What the task requires: All of the records must be restated exactly, with every line complete.

··· Records shown ···

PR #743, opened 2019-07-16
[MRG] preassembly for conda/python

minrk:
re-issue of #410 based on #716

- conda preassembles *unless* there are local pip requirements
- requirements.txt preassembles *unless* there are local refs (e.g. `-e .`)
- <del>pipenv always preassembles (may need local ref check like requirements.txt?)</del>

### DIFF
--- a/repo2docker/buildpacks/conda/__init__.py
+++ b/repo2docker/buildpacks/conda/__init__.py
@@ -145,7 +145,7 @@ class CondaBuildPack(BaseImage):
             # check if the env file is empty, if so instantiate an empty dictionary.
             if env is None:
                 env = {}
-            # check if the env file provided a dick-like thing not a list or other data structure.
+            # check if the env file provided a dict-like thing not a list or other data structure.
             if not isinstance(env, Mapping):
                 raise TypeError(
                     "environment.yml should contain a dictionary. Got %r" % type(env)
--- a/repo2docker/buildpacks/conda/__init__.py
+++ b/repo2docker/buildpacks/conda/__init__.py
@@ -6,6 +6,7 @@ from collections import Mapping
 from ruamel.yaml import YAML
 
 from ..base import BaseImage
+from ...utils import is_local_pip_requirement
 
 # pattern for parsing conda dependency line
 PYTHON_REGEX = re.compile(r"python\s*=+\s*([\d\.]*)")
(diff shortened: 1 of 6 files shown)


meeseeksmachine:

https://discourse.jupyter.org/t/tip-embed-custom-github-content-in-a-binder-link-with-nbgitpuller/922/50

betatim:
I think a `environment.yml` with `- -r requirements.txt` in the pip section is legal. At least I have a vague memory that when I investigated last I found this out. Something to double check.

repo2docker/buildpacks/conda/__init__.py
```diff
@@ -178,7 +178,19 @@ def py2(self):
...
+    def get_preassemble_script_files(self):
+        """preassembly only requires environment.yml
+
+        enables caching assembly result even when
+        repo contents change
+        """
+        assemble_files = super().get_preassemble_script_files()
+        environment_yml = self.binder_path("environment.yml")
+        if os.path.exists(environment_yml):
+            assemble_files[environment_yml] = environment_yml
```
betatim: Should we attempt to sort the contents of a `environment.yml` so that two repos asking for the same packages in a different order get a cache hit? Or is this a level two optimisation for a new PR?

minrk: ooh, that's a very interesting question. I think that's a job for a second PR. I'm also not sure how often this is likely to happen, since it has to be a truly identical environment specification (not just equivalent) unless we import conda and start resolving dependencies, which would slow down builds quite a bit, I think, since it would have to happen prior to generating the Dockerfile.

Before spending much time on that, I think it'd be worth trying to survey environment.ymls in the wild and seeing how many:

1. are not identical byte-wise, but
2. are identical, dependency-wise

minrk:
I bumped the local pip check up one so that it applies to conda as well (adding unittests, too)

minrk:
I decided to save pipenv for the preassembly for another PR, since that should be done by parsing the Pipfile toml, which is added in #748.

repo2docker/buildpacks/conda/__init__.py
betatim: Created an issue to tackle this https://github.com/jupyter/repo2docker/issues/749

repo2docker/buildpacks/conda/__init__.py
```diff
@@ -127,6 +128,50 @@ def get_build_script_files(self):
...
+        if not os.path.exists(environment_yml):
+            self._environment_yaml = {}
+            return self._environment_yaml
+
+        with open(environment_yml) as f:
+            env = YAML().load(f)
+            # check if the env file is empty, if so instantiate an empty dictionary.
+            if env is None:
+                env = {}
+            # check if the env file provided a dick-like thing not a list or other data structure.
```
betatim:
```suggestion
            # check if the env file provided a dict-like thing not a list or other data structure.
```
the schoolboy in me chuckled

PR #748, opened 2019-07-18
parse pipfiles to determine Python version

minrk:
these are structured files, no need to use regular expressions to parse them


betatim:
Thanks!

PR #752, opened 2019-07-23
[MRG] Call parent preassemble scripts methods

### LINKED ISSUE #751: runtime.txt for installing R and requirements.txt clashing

···

Task response:
PR #743, opened 2019-07-16
[MRG] preassembly for conda/python

minrk:
re-issue of #410 based on #716

- conda preassembles *unless* there are local pip requirements
- requirements.txt preassembles *unless* there are local refs (e.g. `-e .`)
- <del>pipenv always preassembles (may need local ref check like requirements.txt?)</del>

### DIFF
--- a/repo2docker/buildpacks/conda/__init__.py
+++ b/repo2docker/buildpacks/conda/__init__.py
@@ -145,7 +145,7 @@ class CondaBuildPack(BaseImage):
             # check if the env file is empty, if so instantiate an empty dictionary.
             if env is None:
                 env = {}
-            # check if the env file provided a dick-like thing not a list or other data structure.
+            # check if the env file provided a dict-like thing not a list or other data structure.
             if not isinstance(env, Mapping):
                 raise TypeError(
                     "environment.yml should contain a dictionary. Got %r" % type(env)
--- a/repo2docker/buildpacks/conda/__init__.py
+++ b/repo2docker/buildpacks/conda/__init__.py
@@ -6,6 +6,7 @@ from collections import Mapping
 from ruamel.yaml import YAML
 
 from ..base import BaseImage
+from ...utils import is_local_pip_requirement
 
 # pattern for parsing conda dependency line
 PYTHON_REGEX = re.compile(r"python\s*=+\s*([\d\.]*)")
(diff shortened: 1 of 6 files shown)


meeseeksmachine:

https://discourse.jupyter.org/t/tip-embed-custom-github-content-in-a-binder-link-with-nbgitpuller/922/50

betatim:
I think a `environment.yml` with `- -r requirements.txt` in the pip section is legal. At least I have a vague memory that when I investigated last I found this out. Something to double check.

repo2docker/buildpacks/conda/__init__.py
```diff
@@ -178,7 +178,19 @@ def py2(self):
...
+    def get_preassemble_script_files(self):
+        """preassembly only requires environment.yml
+
+        enables caching assembly result even when
+        repo contents change
+        """
+        assemble_files = super().get_preassemble_script_files()
+        environment_yml = self.binder_path("environment.yml")
+        if os.path.exists(environment_yml):
+            assemble_files[environment_yml] = environment_yml
```
betatim: Should we attempt to sort the contents of a `environment.yml` so that two repos asking for the same packages in a different order get a cache hit? Or is this a level two optimisation for a new PR?

minrk: ooh, that's a very interesting question. I think that's a job for a second PR. I'm also not sure how often this is likely to happen, since it has to be a truly identical environment specification (not just equivalent) unless we import conda and start resolving dependencies, which would slow down builds quite a bit, I think, since it would have to happen prior to generating the Dockerfile.

Before spending much time on that, I think it'd be worth trying to survey environment.ymls in the wild and seeing how many:

1. are not identical byte-wise, but
2. are identical, dependency-wise

minrk:
I bumped the local pip check up one so that it applies to conda as well (adding unittests, too)

minrk:
I decided to save pipenv for the preassembly for another PR, since that should be done by parsing the Pipfile toml, which is added in #748.

repo2docker/buildpacks/conda/__init__.py
betatim: Created an issue to tackle this https://github.com/jupyter/repo2docker/issues/749

repo2docker/buildpacks/conda/__init__.py
```diff
@@ -127,6 +128,50 @@ def get_build_script_files(self):
...
+        if not os.path.exists(environment_yml):
+            self._environment_yaml = {}
+            return self._environment_yaml
+
+        with open(environment_yml) as f:
+            env = YAML().load(f)
+            # check if the env file is empty, if so instantiate an empty dictionary.
+            if env is None:
+                env = {}
+            # check if the env file provided a dick-like thing not a list or other data structure.
```
betatim:
```suggestion
            # check if the env file provided a dict-like thing not a list or other data structure.
```
the schoolboy in me chuckled

PR #748, opened 2019-07-18
parse pipfiles to determine Python version

minrk:
these are structured files, no need to use regular expressions to parse them


betatim:
Thanks!

PR #752, opened 2019-07-23
[MRG] Call parent preassemble scripts methods

### LINKED ISSUE #751: runtime.txt for installing R and requirements.txt clashing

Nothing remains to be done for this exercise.